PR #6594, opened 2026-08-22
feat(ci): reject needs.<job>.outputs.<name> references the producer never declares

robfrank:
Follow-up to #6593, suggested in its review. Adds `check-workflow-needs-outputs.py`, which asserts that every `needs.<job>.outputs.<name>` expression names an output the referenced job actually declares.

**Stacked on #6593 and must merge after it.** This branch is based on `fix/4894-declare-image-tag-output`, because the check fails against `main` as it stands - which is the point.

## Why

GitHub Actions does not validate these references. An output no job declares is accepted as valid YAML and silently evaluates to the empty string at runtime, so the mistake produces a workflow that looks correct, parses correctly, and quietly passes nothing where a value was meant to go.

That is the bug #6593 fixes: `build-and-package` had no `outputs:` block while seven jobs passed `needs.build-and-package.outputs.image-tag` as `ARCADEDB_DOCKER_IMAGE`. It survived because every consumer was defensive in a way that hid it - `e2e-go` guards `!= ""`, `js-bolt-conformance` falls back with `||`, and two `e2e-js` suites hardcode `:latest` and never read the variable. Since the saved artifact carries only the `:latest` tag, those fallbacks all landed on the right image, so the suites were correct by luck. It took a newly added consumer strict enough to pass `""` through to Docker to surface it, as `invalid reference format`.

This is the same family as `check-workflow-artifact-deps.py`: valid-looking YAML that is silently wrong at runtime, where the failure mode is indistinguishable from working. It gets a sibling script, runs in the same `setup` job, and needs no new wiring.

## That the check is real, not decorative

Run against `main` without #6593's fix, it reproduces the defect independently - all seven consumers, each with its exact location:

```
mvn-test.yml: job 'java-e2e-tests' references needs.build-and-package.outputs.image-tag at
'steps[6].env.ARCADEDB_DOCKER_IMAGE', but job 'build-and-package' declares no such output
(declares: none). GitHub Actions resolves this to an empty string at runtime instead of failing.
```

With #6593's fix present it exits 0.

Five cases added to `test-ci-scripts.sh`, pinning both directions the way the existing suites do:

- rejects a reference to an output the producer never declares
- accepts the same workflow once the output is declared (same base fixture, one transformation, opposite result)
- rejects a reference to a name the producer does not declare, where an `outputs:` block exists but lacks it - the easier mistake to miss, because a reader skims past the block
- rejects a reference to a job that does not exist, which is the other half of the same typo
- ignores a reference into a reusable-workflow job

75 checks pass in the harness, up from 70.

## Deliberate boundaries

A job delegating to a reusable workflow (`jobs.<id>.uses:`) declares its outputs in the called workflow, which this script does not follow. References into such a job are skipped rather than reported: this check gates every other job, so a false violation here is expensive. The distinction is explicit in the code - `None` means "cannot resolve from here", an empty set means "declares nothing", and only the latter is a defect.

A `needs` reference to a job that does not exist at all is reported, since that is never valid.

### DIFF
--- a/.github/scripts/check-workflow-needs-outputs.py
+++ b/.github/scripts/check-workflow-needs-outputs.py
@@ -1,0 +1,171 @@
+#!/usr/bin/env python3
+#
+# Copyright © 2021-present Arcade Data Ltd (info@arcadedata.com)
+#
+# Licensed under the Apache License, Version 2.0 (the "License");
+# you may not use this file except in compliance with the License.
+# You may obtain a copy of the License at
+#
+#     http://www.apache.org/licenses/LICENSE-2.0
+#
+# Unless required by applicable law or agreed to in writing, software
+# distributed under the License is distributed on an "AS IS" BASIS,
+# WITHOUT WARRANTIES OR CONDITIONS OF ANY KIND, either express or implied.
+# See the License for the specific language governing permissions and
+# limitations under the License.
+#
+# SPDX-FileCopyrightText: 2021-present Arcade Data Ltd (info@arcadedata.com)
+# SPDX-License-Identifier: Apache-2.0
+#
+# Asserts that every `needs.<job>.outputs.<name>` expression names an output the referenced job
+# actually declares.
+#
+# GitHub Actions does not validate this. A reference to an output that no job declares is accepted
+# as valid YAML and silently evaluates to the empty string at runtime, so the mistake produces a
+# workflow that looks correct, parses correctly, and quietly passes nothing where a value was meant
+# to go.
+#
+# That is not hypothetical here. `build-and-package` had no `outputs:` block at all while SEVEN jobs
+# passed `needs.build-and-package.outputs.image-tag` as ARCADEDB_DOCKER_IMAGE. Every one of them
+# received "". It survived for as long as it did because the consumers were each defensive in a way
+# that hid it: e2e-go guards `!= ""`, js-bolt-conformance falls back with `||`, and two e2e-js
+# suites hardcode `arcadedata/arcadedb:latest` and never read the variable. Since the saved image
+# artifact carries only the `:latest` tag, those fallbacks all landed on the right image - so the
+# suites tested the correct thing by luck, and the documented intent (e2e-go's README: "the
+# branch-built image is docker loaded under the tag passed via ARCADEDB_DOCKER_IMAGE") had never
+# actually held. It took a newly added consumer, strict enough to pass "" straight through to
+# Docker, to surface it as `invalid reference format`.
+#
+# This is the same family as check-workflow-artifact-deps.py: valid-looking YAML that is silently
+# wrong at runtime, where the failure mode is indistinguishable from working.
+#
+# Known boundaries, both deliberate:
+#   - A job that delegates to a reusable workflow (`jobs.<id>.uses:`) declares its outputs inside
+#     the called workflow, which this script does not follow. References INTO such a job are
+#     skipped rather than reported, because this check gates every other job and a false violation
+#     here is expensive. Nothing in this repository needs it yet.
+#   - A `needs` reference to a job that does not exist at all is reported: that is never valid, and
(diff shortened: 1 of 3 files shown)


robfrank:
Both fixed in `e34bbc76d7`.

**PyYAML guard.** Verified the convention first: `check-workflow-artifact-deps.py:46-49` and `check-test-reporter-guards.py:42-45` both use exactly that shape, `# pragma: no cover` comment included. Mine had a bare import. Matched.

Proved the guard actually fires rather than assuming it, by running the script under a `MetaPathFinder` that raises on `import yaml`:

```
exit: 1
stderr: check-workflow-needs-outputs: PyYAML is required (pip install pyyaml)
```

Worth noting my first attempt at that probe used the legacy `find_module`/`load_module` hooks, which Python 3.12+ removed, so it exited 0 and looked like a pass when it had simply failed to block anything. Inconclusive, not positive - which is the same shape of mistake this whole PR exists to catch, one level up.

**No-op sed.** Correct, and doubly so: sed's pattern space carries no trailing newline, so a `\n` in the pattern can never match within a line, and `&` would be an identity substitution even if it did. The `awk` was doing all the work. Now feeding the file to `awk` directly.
* * * * * * *
▶ [TASK PROMPT]: Which lines of the data contain the word "rejects"? Copy each one.

▶ [OUTPUT FOR THIS TASK]:
- rejects a reference to an output the producer never declares
- rejects a reference to a name the producer does not declare, where an `outputs:` block exists but lacks it - the easier mistake to miss, because a reader skims past the block
- rejects a reference to a job that does not exist, which is the other half of the same typo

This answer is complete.